Brief:
Please reproduce exactly the lines that begin the listing below, up to and including the line where "void TableVal::CallChangeFunc(const ValPtr&" occurs.

Data extracts:
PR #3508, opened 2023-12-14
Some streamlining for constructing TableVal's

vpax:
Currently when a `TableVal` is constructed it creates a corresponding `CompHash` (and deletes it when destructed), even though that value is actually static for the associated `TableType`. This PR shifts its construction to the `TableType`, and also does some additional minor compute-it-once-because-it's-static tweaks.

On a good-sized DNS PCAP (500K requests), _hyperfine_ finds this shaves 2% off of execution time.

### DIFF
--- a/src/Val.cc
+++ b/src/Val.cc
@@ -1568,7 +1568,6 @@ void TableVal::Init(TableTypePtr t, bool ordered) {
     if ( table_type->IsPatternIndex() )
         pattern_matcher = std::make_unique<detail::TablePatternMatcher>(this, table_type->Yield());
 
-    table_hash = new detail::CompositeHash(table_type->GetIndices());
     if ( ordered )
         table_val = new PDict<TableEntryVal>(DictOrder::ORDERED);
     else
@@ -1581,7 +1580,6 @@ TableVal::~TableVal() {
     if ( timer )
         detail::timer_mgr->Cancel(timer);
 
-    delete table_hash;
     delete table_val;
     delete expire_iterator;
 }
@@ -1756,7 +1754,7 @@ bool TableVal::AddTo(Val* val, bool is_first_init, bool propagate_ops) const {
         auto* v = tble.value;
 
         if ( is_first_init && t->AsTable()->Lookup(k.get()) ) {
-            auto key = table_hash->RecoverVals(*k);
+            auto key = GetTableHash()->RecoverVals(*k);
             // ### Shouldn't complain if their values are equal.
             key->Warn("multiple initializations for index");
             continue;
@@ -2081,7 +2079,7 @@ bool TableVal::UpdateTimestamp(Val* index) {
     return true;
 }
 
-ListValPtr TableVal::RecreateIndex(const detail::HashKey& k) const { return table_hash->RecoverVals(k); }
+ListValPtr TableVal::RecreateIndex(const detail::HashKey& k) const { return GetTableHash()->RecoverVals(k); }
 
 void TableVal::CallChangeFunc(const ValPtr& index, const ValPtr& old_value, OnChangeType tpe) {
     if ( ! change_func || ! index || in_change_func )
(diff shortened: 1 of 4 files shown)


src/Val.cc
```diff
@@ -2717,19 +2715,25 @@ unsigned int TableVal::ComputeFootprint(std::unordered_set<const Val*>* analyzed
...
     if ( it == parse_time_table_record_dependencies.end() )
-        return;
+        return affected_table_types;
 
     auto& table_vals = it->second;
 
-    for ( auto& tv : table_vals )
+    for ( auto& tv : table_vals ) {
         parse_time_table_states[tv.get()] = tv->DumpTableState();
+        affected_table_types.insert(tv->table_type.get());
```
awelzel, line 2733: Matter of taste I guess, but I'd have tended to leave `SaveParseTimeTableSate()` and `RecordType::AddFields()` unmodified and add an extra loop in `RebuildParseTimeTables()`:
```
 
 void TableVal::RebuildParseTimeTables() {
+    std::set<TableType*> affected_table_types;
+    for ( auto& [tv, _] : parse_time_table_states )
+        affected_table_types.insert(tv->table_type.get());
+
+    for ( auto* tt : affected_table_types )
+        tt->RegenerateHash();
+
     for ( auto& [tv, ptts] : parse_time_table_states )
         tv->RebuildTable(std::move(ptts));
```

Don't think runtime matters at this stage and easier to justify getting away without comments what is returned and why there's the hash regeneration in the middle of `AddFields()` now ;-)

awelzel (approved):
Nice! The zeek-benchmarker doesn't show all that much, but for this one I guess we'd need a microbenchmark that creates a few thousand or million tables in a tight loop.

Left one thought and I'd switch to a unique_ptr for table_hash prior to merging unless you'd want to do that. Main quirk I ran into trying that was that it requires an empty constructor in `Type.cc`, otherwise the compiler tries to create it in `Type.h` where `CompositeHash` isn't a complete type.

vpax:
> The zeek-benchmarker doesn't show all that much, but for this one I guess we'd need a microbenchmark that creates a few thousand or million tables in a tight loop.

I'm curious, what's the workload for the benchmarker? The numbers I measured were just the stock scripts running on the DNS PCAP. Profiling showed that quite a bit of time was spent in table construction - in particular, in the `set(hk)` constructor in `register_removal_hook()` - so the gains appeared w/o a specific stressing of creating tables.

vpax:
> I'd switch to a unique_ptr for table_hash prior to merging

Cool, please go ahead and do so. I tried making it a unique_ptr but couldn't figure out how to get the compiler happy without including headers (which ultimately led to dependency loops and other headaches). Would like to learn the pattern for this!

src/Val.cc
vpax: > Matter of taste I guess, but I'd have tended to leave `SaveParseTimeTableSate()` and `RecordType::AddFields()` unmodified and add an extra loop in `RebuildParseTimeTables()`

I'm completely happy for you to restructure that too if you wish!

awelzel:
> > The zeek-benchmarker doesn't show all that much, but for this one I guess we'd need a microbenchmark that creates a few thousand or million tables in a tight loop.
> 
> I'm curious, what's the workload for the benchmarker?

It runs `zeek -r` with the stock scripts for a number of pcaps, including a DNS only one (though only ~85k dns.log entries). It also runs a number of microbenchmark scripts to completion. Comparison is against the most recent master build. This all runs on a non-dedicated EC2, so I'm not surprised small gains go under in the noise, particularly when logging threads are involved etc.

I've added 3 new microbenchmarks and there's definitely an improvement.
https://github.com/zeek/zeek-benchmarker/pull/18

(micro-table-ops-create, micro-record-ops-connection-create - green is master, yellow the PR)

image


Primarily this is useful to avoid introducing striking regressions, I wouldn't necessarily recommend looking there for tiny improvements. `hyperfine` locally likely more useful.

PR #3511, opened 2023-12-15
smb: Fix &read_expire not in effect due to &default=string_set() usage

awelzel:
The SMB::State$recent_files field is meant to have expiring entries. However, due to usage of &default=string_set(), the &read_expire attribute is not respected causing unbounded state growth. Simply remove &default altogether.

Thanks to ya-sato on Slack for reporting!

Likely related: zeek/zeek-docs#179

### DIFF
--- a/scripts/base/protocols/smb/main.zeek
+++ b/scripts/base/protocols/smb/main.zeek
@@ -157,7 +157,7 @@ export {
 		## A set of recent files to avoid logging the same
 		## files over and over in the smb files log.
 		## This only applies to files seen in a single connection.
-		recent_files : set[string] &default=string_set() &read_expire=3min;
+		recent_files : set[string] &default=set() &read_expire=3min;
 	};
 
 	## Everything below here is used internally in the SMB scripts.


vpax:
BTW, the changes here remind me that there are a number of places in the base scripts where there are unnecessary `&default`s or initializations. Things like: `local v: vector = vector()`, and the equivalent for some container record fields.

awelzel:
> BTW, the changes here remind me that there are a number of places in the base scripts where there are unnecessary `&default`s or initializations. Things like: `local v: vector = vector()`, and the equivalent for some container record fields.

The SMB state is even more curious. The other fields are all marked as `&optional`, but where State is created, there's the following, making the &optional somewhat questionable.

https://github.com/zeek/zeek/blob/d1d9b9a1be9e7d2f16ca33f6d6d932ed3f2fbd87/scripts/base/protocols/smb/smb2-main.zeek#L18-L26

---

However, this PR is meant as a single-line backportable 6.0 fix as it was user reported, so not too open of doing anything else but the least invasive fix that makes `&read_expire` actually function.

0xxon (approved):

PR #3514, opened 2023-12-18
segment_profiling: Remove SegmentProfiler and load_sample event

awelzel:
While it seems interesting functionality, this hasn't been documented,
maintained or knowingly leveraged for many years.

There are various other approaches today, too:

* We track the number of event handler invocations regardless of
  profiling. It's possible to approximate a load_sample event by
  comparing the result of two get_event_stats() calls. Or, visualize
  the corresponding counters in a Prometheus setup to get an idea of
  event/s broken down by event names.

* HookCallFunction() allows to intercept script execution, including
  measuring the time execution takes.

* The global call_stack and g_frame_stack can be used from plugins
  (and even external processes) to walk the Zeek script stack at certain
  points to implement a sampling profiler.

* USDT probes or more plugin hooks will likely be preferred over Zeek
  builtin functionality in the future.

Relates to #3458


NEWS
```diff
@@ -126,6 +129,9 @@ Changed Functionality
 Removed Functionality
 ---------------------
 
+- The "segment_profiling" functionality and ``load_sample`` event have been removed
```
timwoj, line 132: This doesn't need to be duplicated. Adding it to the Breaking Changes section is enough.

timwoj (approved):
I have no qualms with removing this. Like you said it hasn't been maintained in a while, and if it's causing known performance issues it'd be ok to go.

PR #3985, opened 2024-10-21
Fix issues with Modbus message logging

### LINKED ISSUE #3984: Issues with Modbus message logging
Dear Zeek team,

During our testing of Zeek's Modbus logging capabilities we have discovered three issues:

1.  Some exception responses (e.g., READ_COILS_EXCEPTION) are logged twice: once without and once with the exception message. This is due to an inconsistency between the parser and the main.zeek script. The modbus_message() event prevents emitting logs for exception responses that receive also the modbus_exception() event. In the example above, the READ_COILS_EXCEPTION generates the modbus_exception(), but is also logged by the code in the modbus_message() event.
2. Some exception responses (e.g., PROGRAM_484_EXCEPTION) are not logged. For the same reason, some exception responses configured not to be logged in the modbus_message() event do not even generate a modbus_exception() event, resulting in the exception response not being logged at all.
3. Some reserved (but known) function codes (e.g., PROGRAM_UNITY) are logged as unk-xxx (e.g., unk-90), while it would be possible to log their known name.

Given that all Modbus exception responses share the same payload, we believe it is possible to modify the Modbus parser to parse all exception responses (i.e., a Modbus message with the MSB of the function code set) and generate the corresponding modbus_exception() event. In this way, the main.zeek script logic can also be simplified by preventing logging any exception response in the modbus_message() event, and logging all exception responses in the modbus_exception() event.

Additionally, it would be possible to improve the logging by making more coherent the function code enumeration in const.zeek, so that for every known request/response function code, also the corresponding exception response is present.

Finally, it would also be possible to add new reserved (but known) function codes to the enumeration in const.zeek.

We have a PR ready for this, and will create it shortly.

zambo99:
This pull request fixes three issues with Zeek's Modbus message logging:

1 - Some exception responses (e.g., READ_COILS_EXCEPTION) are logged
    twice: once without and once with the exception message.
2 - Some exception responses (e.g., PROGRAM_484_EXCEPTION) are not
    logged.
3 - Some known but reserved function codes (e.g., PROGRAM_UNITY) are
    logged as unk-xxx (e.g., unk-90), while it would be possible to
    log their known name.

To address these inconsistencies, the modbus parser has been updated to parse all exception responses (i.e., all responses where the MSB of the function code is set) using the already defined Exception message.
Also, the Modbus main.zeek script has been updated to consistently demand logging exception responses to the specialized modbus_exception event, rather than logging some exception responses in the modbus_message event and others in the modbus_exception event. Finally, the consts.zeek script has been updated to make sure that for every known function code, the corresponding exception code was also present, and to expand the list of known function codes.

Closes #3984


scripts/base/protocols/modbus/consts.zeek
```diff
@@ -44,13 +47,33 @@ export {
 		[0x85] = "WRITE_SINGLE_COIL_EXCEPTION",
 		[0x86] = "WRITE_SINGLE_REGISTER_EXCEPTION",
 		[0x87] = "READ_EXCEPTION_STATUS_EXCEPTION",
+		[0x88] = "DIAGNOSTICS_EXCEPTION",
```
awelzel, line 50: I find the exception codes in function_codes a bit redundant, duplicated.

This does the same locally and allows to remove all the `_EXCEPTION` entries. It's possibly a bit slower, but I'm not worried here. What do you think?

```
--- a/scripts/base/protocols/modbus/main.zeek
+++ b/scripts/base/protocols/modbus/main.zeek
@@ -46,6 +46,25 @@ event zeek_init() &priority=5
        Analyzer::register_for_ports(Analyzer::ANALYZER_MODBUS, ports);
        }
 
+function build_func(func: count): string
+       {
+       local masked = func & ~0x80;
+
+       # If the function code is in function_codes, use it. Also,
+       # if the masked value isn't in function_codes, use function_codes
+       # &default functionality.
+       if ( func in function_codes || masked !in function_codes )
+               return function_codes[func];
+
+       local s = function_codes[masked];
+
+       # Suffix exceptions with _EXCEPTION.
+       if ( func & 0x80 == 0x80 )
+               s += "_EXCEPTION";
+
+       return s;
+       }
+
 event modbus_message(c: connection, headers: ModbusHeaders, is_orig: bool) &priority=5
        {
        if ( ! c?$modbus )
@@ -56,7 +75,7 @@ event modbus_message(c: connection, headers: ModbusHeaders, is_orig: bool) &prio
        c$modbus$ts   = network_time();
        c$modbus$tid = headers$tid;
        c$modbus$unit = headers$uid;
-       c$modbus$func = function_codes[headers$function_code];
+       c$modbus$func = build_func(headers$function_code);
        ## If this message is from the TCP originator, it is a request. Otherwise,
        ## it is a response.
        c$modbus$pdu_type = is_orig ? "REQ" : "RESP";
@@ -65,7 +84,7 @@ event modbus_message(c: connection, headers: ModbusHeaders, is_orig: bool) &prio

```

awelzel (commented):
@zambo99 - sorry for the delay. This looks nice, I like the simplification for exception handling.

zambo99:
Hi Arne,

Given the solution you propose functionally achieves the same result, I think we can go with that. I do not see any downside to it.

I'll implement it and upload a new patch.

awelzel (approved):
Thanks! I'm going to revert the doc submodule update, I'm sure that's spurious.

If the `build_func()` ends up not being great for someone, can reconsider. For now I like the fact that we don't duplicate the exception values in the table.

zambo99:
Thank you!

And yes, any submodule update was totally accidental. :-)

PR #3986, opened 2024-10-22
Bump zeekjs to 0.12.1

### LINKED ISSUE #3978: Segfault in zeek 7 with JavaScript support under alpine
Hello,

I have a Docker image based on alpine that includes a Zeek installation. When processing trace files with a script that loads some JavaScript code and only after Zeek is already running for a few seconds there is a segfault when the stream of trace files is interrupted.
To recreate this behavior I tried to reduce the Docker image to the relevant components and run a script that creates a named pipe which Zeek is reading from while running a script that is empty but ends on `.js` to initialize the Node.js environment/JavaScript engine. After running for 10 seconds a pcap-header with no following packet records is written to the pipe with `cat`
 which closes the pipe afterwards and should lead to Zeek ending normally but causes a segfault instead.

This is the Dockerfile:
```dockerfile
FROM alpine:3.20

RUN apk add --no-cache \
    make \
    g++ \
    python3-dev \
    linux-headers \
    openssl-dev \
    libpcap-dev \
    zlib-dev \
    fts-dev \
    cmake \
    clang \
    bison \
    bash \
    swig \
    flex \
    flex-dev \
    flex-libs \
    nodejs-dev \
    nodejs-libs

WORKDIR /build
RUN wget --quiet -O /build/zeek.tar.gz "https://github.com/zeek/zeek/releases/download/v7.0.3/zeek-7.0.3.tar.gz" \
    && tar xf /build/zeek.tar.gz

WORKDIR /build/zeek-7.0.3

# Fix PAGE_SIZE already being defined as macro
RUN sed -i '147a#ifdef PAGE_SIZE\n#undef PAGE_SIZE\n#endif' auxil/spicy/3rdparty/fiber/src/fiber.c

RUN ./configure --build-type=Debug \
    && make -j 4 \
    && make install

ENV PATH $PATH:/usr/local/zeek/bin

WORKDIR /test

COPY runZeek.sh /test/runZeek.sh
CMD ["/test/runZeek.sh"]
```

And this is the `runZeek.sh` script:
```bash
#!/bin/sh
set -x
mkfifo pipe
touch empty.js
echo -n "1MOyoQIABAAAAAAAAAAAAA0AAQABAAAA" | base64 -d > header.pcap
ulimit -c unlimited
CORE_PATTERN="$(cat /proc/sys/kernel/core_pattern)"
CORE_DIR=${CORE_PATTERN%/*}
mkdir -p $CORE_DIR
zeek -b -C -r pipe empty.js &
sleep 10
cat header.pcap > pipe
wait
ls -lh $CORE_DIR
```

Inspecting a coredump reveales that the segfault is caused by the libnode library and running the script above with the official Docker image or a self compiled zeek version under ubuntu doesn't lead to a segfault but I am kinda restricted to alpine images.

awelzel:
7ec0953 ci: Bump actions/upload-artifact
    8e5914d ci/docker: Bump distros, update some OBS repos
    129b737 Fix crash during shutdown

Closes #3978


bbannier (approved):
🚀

Exercise answer:
PR #3508, opened 2023-12-14
Some streamlining for constructing TableVal's

vpax:
Currently when a `TableVal` is constructed it creates a corresponding `CompHash` (and deletes it when destructed), even though that value is actually static for the associated `TableType`. This PR shifts its construction to the `TableType`, and also does some additional minor compute-it-once-because-it's-static tweaks.

On a good-sized DNS PCAP (500K requests), _hyperfine_ finds this shaves 2% off of execution time.

### DIFF
--- a/src/Val.cc
+++ b/src/Val.cc
@@ -1568,7 +1568,6 @@ void TableVal::Init(TableTypePtr t, bool ordered) {
     if ( table_type->IsPatternIndex() )
         pattern_matcher = std::make_unique<detail::TablePatternMatcher>(this, table_type->Yield());
 
-    table_hash = new detail::CompositeHash(table_type->GetIndices());
     if ( ordered )
         table_val = new PDict<TableEntryVal>(DictOrder::ORDERED);
     else
@@ -1581,7 +1580,6 @@ TableVal::~TableVal() {
     if ( timer )
         detail::timer_mgr->Cancel(timer);
 
-    delete table_hash;
     delete table_val;
     delete expire_iterator;
 }
@@ -1756,7 +1754,7 @@ bool TableVal::AddTo(Val* val, bool is_first_init, bool propagate_ops) const {
         auto* v = tble.value;
 
         if ( is_first_init && t->AsTable()->Lookup(k.get()) ) {
-            auto key = table_hash->RecoverVals(*k);
+            auto key = GetTableHash()->RecoverVals(*k);
             // ### Shouldn't complain if their values are equal.
             key->Warn("multiple initializations for index");
             continue;
@@ -2081,7 +2079,7 @@ bool TableVal::UpdateTimestamp(Val* index) {
     return true;
 }
 
-ListValPtr TableVal::RecreateIndex(const detail::HashKey& k) const { return table_hash->RecoverVals(k); }
+ListValPtr TableVal::RecreateIndex(const detail::HashKey& k) const { return GetTableHash()->RecoverVals(k); }
 
 void TableVal::CallChangeFunc(const ValPtr& index, const ValPtr& old_value, OnChangeType tpe) {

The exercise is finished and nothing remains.